» TASK STATEMENT
Please restate, word for word, the lines below that begin at the one with "- Not all cmake" and end at the one with "run: ctest -VV". Leave out all other lines.

*** INFORMATION SUPPLIED ***

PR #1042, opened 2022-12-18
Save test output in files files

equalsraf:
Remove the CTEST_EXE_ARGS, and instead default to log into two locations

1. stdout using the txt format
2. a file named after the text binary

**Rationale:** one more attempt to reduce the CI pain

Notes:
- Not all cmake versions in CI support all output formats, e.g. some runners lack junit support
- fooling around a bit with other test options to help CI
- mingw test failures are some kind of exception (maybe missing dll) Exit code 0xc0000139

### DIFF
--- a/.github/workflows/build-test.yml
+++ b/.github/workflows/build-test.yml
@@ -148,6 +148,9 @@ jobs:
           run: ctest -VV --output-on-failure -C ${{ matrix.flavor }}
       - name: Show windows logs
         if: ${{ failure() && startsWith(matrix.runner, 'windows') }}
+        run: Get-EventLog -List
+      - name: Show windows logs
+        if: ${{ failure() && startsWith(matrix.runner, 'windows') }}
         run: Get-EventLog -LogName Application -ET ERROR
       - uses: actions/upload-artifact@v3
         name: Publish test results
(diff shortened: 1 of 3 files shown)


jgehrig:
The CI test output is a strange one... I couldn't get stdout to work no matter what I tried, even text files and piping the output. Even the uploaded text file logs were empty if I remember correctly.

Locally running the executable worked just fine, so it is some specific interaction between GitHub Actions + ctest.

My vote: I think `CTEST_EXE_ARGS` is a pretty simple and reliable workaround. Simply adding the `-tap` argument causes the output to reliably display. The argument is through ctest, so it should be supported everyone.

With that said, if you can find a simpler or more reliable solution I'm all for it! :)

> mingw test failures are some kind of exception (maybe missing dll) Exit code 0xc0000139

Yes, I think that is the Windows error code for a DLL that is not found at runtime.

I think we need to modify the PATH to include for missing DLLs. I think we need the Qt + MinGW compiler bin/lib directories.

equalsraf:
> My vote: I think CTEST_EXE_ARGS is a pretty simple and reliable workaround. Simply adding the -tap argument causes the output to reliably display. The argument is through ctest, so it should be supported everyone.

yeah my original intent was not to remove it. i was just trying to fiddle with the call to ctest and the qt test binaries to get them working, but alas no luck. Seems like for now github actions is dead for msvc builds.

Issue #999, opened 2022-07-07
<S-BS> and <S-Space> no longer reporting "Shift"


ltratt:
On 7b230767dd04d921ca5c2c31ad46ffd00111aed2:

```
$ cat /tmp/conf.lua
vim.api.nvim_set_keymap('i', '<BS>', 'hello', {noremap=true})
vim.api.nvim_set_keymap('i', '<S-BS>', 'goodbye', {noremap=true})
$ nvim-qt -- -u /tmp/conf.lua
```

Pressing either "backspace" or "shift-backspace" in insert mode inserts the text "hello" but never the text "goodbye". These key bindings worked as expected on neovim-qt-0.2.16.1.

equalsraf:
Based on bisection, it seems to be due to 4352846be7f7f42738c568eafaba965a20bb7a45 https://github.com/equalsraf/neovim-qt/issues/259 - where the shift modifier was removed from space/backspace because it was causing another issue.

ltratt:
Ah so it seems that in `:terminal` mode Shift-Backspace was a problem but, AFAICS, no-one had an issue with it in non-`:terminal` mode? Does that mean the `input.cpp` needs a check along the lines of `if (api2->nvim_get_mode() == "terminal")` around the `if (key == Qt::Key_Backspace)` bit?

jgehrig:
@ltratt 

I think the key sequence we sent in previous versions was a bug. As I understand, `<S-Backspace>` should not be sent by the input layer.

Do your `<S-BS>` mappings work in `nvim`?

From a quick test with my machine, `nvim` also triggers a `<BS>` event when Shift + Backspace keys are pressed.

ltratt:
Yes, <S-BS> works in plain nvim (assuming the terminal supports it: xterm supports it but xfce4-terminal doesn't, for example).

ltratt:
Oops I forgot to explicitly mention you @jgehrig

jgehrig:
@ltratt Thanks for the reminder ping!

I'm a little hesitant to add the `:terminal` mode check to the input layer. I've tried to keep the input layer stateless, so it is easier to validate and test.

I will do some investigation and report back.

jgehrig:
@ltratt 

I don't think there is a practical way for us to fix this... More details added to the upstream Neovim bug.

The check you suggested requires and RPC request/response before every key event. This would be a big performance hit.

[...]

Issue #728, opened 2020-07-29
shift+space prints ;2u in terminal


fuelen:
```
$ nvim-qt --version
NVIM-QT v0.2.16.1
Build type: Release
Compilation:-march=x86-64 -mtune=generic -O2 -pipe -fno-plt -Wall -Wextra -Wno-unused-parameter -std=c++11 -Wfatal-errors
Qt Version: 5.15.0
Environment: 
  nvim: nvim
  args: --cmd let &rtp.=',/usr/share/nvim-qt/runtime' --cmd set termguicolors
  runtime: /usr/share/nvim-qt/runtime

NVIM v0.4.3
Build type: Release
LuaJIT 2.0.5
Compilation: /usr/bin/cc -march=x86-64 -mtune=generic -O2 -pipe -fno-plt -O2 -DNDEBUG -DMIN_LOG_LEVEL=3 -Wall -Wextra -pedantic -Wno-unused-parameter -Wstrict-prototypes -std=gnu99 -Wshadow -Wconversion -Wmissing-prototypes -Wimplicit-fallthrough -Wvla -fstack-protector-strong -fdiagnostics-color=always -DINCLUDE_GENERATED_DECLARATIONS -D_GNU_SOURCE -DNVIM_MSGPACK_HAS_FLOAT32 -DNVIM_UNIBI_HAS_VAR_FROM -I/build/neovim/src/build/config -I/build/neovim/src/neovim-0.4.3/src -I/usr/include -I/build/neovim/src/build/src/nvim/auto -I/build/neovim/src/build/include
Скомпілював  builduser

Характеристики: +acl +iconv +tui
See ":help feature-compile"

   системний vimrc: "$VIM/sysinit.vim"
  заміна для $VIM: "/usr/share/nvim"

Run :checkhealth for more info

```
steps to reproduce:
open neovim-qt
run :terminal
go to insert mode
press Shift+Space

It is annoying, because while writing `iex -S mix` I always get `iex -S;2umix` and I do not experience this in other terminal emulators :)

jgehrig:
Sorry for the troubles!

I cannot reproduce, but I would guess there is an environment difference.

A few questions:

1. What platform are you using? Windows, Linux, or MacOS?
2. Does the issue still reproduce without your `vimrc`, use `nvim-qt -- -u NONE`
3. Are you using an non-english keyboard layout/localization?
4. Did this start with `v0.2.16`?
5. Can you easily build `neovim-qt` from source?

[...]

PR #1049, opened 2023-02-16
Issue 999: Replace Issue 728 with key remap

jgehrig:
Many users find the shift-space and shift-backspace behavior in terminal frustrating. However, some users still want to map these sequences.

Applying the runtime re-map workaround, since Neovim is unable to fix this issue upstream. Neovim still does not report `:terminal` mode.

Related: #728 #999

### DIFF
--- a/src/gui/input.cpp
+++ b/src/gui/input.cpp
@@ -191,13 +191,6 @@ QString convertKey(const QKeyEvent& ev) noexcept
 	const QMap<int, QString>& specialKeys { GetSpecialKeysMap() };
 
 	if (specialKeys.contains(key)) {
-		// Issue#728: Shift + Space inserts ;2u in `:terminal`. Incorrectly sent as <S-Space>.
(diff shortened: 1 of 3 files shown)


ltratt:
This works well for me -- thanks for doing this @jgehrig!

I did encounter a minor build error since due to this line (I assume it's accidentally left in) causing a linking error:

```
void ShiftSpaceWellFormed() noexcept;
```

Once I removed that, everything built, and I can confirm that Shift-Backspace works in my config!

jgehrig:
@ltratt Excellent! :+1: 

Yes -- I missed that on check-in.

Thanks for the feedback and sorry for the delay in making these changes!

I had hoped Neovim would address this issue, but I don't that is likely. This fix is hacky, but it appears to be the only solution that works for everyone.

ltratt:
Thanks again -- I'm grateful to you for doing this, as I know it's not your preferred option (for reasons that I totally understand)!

*** End of INFORMATION SUPPLIED ***
*** INFORMATION SUPPLIED ***

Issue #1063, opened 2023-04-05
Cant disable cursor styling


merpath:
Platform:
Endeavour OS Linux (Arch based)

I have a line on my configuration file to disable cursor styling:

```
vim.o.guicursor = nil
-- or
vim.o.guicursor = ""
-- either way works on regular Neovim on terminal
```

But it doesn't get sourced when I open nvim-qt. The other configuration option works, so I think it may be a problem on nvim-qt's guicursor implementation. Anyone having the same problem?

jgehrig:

*** End of INFORMATION SUPPLIED ***

» THE COMPLETED TASK
- Not all cmake versions in CI support all output formats, e.g. some runners lack junit support
- fooling around a bit with other test options to help CI
- mingw test failures are some kind of exception (maybe missing dll) Exit code 0xc0000139

### DIFF
--- a/.github/workflows/build-test.yml
+++ b/.github/workflows/build-test.yml
@@ -148,6 +148,9 @@ jobs:
           run: ctest -VV --output-on-failure -C ${{ matrix.flavor }}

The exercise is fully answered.